Location and Magnitude


Right Ascension: 11:11:30.4
Declination: -18:17:24
Constellation: CRT
Visual Magnitude: 12.1

Historic Information


Discoverer: Stone
Year of discovery: 1886
Discovery aperture: 26.3

Observational


Summary description: vF, L, mE 95°, bM, ? = II 819
Sub-type: SBa

Corwin's Notes

===== NGC 3544 = NGC 3571. NGC 3544 was found 8 Jan 1886 UT by Ormond Stone with the Leander McCormick 66-cm refractor. The cover sheet on his sketch of the object (made 13 Jan 1886 UT) bears the note "near but prob. not G.C. 2330," in addition to the usual dates, position, magnification, and his initials.
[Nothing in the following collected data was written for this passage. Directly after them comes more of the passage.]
PR #26527, opened 2024-09-16
standard-tests[patch]: add async test for structured output

ccurme:


ccurme:
Run of scheduled tests off this branch passes: https://github.com/langchain-ai/langchain/actions/runs/10886576245

PR #26545, opened 2024-09-16
docs: fixed issue in chatbot.ipynb

markperfect:
**Description:** The tutorial would return `ValueError: SystemMessage should be the first in the history` since the prompt wasn't defined
**Issue:** N/A
**Dependencies:** N/A


efriis:
existing notebook runs for me. `prompt` is defined higher up (same with `model`)!

PR #26560, opened 2024-09-17
community: Better document Unity Catalog tools usage with Databricks chat models

smurching:
## Description

**Description:** Better documents usage of Unity Catalog tools with Databricks chat models in langchain
**Dependencies:** No new dependencies are required

## Tests
Tested manually by running the updated `.ipynb`


efriis:
I believe this should also be using stuff from langchain-ai/langchain-databricks but can discuss on the other PR too!

efriis:
Given these should work equivalently to other tools, I don't think this makes great sense to document specially here. Let's stick with the components being documented separately!

Happy to slack more, and per other pr, let's move the UC stuff into the integration package.

PR #26562, opened 2024-09-17
Fixed adding float values into DynamoDB

VpkPrasanna:

- [x] **PR title**: Add float Message into Dynamo DB
  -  community
  - Example: "community: Chat Message History 

- [x] **PR message**: 
    - **Description:** pushing float values into dynamo db creates error , solved that by converting to str type
    - **Issue:** Float values are not getting pushed
    - **Twitter handle:** VpkPrasanna
    
    
    Have added an utility function for str conversion , let me know where to place it happy to do an commit.
    
    This PR is from an discussion of #26543
    
    @hwchase17 @baskaryan @efriis


Undertone0809 (changes requested):
image

Need to format the code.

If you have any questions, feel free to ask.

VpkPrasanna:
> image
> 
> Need to format the code.
> 
> If you have any questions, feel free to ask.

How to verify it locally before i push ? and one more thing the issues shows only formatting but is there any other changes do i need to add because i have added an utility function to fix the issue and it is in the same file do i need to place it in other location or it is fine ?

VpkPrasanna:
hi @Undertone0809 i have fixed the issue , can you review it again ?

salisbbn:
Hi @VpkPrasanna  / @Undertone0809 -- my team is also affected by this issue. Any update here regarding merging this fix in?

VpkPrasanna:
> Hi @VpkPrasanna / @Undertone0809 -- my team is also affected by this issue. Any update here regarding merging this fix in?

There is no response / update from the maaintainers

efriis (commented):
hey there! sorry for the delay. Could we gate this behind an optional constructor variable to `coerce_float_to_decimal`? I don't love the `Decimal(str(item))` bit, but it's ok if it's off by default, and folks can enable it!

Would likely be managed out of the `langchain-ai/langchain-aws` repo

salisbbn:
When saving floating point values, boto3+DynamoDB doesn't support the `float` type at all though (only `Decimal` types, and will throw otherwise). So, hiding this behind an optional flag only serves to keep the current, errant behavior in place. Is there a good reason for that? 

I was also thinking about the `str` conversion as well, but then I realized it's likely there to prevent floating-point precision errors.

efriis:
for the same reason that aws doesn't add this conversion to their sdks - it's unexpected behavior for people to store `float` datatypes, and when you retrieve them, they're `Decimal` types

I agree this is useful, so I think gating behind an attribute is good. And in the event Dynamo adds this feature to their sdk or service, it won't be a breaking change for folks to turn this off!

ccurme (approved):

ccurme:
Gated behind a `coerce_float_to_decimal` parameter with default False for now. Suggest adding to [docs](https://python.langchain.com/docs/integrations/memory/aws_dynamodb/) to assist discoverability.

VpkPrasanna:
Thank you @ccurme for merging the PR finally

salisbbn:
Hi @VpkPrasanna -- have you been using this implementation? When I try to use it, I'm able to have the float values coerced and saved to DDB, but when the messages are subsequently queried from DDB and sent as message history to Bedrock, the Bedrock services throws the following error:

`Invalid type for parameter type: <class 'decimal.Decimal'>, valid types: <class 'str'>, <class 'int'>, <class 'bool'>, <class 'float'>, <class 'list'>, <class 'dict'>`

I think for this feature to be helpful, the `coerce_float_to_decimal` flag (or another flag) will also need to coercing Decimal values back to float values when messages are retrieved. What do you think?

MatheusRDG:
@salisbbn same here, you found any solution?

salisbbn:
Sorry, no, we stopped using Langchain and rolled our own lightweight orchestrator.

The position on the cover sheet is given as "11h 4.0m, -17d 41m." This was rounded off in RA to "11 4" in AJ 7, 9, 1886 where the discovery was published. The published paper also notes "G.C. 2330?" and there is no object at Stone's position. Stone's sketch also shows the elongated galaxy in the correct position angle. Unfortunately, the nearby field stars are not shown clearly on the sketch. A few specks on my copy are probably dust on the photocopier, but more or less correspond to nearby stars which Stone could have seen with the big refractor. Finally, the positions in the first two lists of nebulae found at LM are often 1-2 minutes of time west of the true positions. Assuming the identity with N3571, this is one of those cases. The NGC position for N3571 comes from William Herschel's single discovery observation on 8 March 1789, but is good enough to identify the galaxy unambiguously (the position was later verified by Bigourdan at Paris in 1888 and 1900, Kobold at Strassburg in 1901, Porter at Cincinnati in 1906 and 1908 -- though curiously, first by Leavenworth at Leander McCormick in 1887). The galaxy is just bright enough for Shapley-Ames, and it has been listed there and in the susequent literature under N3571 as the NGC position for that number is more nearly correct than the NGC position for N3544. So, in spite of Paturel's use of the number N3544 in RC3 (he perhaps followed ESO-B which has the listing as "N3544=N3571"), we should retain N3571 for consistency.

Steve's Notes

===== NGC 3544 See observing notes for NGC 3571.